Suppressing the idea or thought doesn’t necessarily guarantee that it will not resurface with even more conviction.  Human emotions are very complex in terms of having a fixed diagnosis on exactly what and why we are feeling a certain way.  Although most of these are controlled by our nervous/endocrine system, the goal of eliminating or even controlling them is difficult to say the least.  Perhaps these soldiers want to convey their feelings to someone who will really listen besides offering them “psychological advice.”  Most individuals will not come forward due to fear of being labeled insane or psychologically unstable. 

Suicide is a very complex phenomenon concerning the human being.   This must mean something in the grand scheme of things.  Why did our creators allow room for this “choice among choices?” Statistics show that over one million people kill themselves every year (2800 a day, one every thirty seconds!) In the U.S. over 36,000 people a year where every 15 minutes an American commits suicide. Men are four times as likely have a higher number of suicides than women although women have attempted more.  Clearly this is an unheard epidemic that affects everyone.  Why are human so prone to suicide?  Could it be due to complex nature? Is it due to how we really feel about the world around us, its culture, customs, the nature of how society works, hunger, famine, disease, poverty, or war?  Could it be that American soldiers are tired of war and the way they view the actions they have done to the other side?  Could it be they are tired of fighting for reasons they really don’t have an understanding of?  As far as we can tell these answers are far from being completed.  It may be true that this new scientific breakthrough will suppress these thoughts making us less human.  Maybe these cries for help being unanswered have a deeper meaning and those in power are not willing to hear it.

 

References

American Foundation for Suicide Prevention: Facts and Figures. National Statistics. (afsp.org).

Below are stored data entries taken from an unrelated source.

PR #1178, opened 2021-08-17
Qmaps 1796 fix direction form pins

xem:
## Description

- make the form pins become blue/red only when the field content is a valid poi or location
- else, keep the icons light grey on blur, and dark grey on focus and when typing in the fields
- when editing a valid field, remove the blue/red color and return to dark grey

Nice side effects:
- no more icons blinking when the route is being computed
- everything is ok when clicking the "x" button and the "invert fields" button
- everything is ok when filling the fields by clicking on the map / moving a pin on the map to edit a field

### DIFF
--- a/src/panel/direction/DirectionInput.jsx
+++ b/src/panel/direction/DirectionInput.jsx
@@ -107,7 +107,7 @@ class DirectionInput extends React.Component {
               <input
                 ref={inputRef}
                 id={`direction-input_${pointType}`}
-                className={classnames({ valid: point !== null })}
+                className={classnames({ valid: !!point })}
                 type="search"
                 required
                 autoComplete="off"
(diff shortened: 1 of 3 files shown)


src/panel/direction/DirectionInput.jsx
```diff
@@ -106,6 +107,7 @@ class DirectionInput extends React.Component {
               <input
                 ref={inputRef}
                 id={`direction-input_${pointType}`}
+                className={classnames({ valid: point !== null })}
```
bbecquet, line 110: Just testing `point` for truthiness with `{ valid: point }` would be simpler and more robust, if for some reason it can become `undefined`. For example if the state management of the parent components change.

xem: How about:   !!point
Unnecessary?

bbecquet: Unnecessary because classnames checks the truthiness of the argument, it doesn't need a real boolean. But if you find it clearer, no problem for me as it will behave correctly with `undefined`.

bbecquet (approved):

PR #1181, opened 2021-08-24
QMAPS-434 show stars summary in POI header

xem:
## Description
If a PoI is starres, sdd "1 star" / "N stars" / "Starred" (if we don't know how many stars it has) in the PoI's header, next to the subclass, preceded by a median dot.

## Screenshots

image
image
image


src/panel/poi/blocks/StarsSummary.jsx
```diff
@@ -0,0 +1,23 @@
...
+
+  if (block.ratings[0].nb_stars && block.ratings[0].nb_stars > 0) {
+    return (
+      <span>
+        {' · ' + capitalizeFirst(_n('%d star', '%d stars', block.ratings[0].nb_stars, 'poi'))}
+      </span>
+    );
+  }
+
+  return <span>{' · ' + capitalizeFirst(_('Starred', 'poi'))}</span>;
```
remi-dupre, line 20: I'm not a huge fan of how this block is prefixed with a middle dot, it makes the block dependent of the context in which it is displayed. I'd say that like in `StarsBlock` we'd rather pass the subclass as a parameter and build the whole line here.

src/panel/poi/blocks/StarsSummary.jsx
```diff
@@ -0,0 +1,23 @@
...
+};
+
+export default StarsSummary;
```
remi-dupre, line 23: I'm not how I would do that but the structure of this code is quite redundant, maybe the string could be built from a specific function that would take a "separator" parameter which indicates if we want it to be full-text or with a middle dot. Do we know if this difference of behavior is actually willingly pushed by the design?

src/components/PoiItem.jsx
```diff
@@ -8,12 +8,15 @@ import Address from 'src/components/ui/Address';
 import classnames from 'classnames';
 import poiSubClass from 'src/mapbox/poi_subclass';
 import { capitalizeFirst } from 'src/libs/string';
+import { findBlock } from 'src/libs/pois';
+import StarsSummary from 'src/panel/poi/blocks/StarsSummary';
```
remi-dupre, line 12: Shouldn't `StarsSummary` be defined in `src/components`, like `OpeningHour` is for instance?

src/panel/poi/blocks/StarsBlock.jsx
```diff
@@ -30,7 +30,7 @@ const StarsBlock = ({ block, subclass }) => {
 
   return (
     <Block simple icon={<IconStar fill={ACTION_BLUE_BASE} width={20} />}>
-      {_('Starred {subclass}', 'poi', { subclass })}
+      {capitalizeFirst(_('Starred {subclass}', 'poi', { subclass }))}
```
remi-dupre, line 33: As I understand it, it will have no effect with the English string, but would enforce capitalization of the first word for other languages. Shouldn't we just expect the translations to be consistent with the capitalization of the reference?

remi-dupre (commented):
I have never had to spend a lot of time working with `erdafel`'s codebase, so don't hesitate to criticize my points :wink:

src/panel/poi/blocks/StarsSummary.jsx
xem: For the dot I realized after pushing that it should be displayed with css, fixing it

src/panel/poi/blocks/StarsBlock.jsx
xem: indeed, for this component, it can be handled entirely in the translations

src/panel/poi/blocks/StarsSummary.jsx
xem: edit: ah no, there's another mechanism for displaying the dot in the poi list, I'll use this one instead

src/panel/poi/blocks/StarsBlock.jsx
xem: In this precise string I belive we have to force the "capitalize first".
Ex: in french we will say "{subclass} étoilé", and in english "Starred {subclass}"
subclass is lowercase in every case.
So when subclass = "restaurant" for example,
we need a way to have: FR: "Restaurant étoilé" (with a R) / EN: "Starred restaurant" (with a r)
IMO only capitalizeFirst (or CSS tricks) can achieve this, but not the translation.

remi-dupre: I completely missed that case.

This is typically a case where I show that I'm a novice regarding this kind of issues. Nice catch!

src/components/PoiItem.jsx
```diff
@@ -28,8 +32,16 @@ const PoiItem = React.memo(
               <ReviewScore reviews={reviews} poi={poi} inList={inList} />
             </div>
           )}
-          <div className="poiItem-subclassAndHours">
-            <div className="poiItem-subclass">{subclass}</div>
+          <div className="poiItem-subclassStarsAndHours">
+            <span className="poiItem-subclass">{subclass}</span>
+            {!inList && subclass && hasStars && '\u00A0⋅\u00A0'}
```
bbecquet, line 37: Not your fault, but all these rules about list or not are too complicated…
Maybe it'll be worth splitting the list/popup card again, or we can try to convince the designers to always display everything the same way.

src/components/PoiItem.jsx
```diff
@@ -8,14 +8,18 @@ import Address from 'src/components/ui/Address';
...
+import { useI18n } from 'src/hooks';
 
 const PoiItem = React.memo(
   ({ poi, withOpeningHours, withImage, withAlternativeName, className, inList, ...rest }) => {
     const reviews = poi.blocksByType?.grades;
 
     const subclass = capitalizeFirst(poiSubClass(poi.subClassName));
-
+    const stars = findBlock(poi.blocks, 'stars');
+    const hasStars = stars?.ratings?.[0]?.has_stars === 'yes';
```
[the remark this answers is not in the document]
bbecquet: I've factorized some bits in the last commit, to re-use some parts of the block implementation and simplify PoiItem (the list and dot stuff is already complicated enough…)

bbecquet (approved):

PR #1187, opened 2021-09-09
Qwant-ponents dependency integration and first use

bbecquet:
## Description
Install the newly published [`@qwant/qwant-ponents`](https://www.npmjs.com/package/@qwant/qwant-ponents) package as a project dependency and use it to replace a first component in our code by the common implementation.

Here is what I did in details, commit by commit:
1. install the `@qwant/qwant-ponents` dependency.

2. ensure the package JS files are transformed by Babel.
As the `@qwant/qwant-ponents` package publishes only raw source files and not built versions, we need to ensure they are built by Babel when imported in our code. The thing is, we normally don't build NPM packages (as it's long, and useless for most packages which are published as ES5). So we need to change the Babel config to include `@qwant/qwant-ponents`. There was already a similar exception for `@qwant/qwant-basic-gl-style` so I just configured Babel to transform all `@qwant` modules.

3. ensure the package CSS files are correcly built.
The way Sass/CSS is handled is different in `qwant-ponents` than in Erdapfel. Instead of building a big CSS file from Sass imports, CSS is imported as modules from JS files and bundled only if used.
This requires a new loader config in the Webpack config, using the JS as entry points.

4. use `<Alert>` from the qwant-ponents instead of our `<Alert>`.
To test the qwant-ponents and demonstrate they work, I replaced the `Alert ` component used in the user feedback questions by the one from the Design System. I chose this component as first cause it's used in one place only and our version was built as a copy of the one from the `qwant-ponents`, so it was easy to replace with minimal changes.
Other replacements (probably with more complicated changes required) will occur in their own PR.

5. clean the old `<Alert>` implementation.
Following the replacement, we can remove the previous implementation. This includes the JSX code, custom CSS and also an icon file. (Most UI icons are also parts of qwant-ponents so we'll be able to replace them in the future).

_Note: you may notice the main JS bundle size increasing **a lot** during development. This is because the Webpack tree-shaking doesn't happen in development, so the whole qwant-ponents code is built even if most of it isn't used._
_In production build, the tree-shaking works fine and the bundle size increases only slightly._


bbecquet:
> build/test causes no problems on Windows

Great news :+1:

PR #1196, opened 2021-09-21
Display subclass name in top bar for nameless POIs

bbecquet:
## Description
Fix a bug where, for nameless POIs (now clickable), the topbar isn't filled with anything, so it doesn't display the cross button to close the POI panel, making it impossible to navigate back with the mouse.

Robert Burns. “Army Suicides Doubled Last Month from June’s Total.” Huffington Post (August 2012).

Associated Press. “U.S. Army Grants $3 Million for Anti-suicide Nasal Spray Research.” Rt.com (August 2012).

De Leo, D. Struggling against suicide: the need for an integrative approach. Crisis (2002).

Goldney, R. D. A Note on the Reliability and Validity of Suicide Statistics. Psychiatry, Psychology and Law (2010).

Silverman, M. M.  The language of suicidology. Suicide and Life-Threatening Behaviour (2006).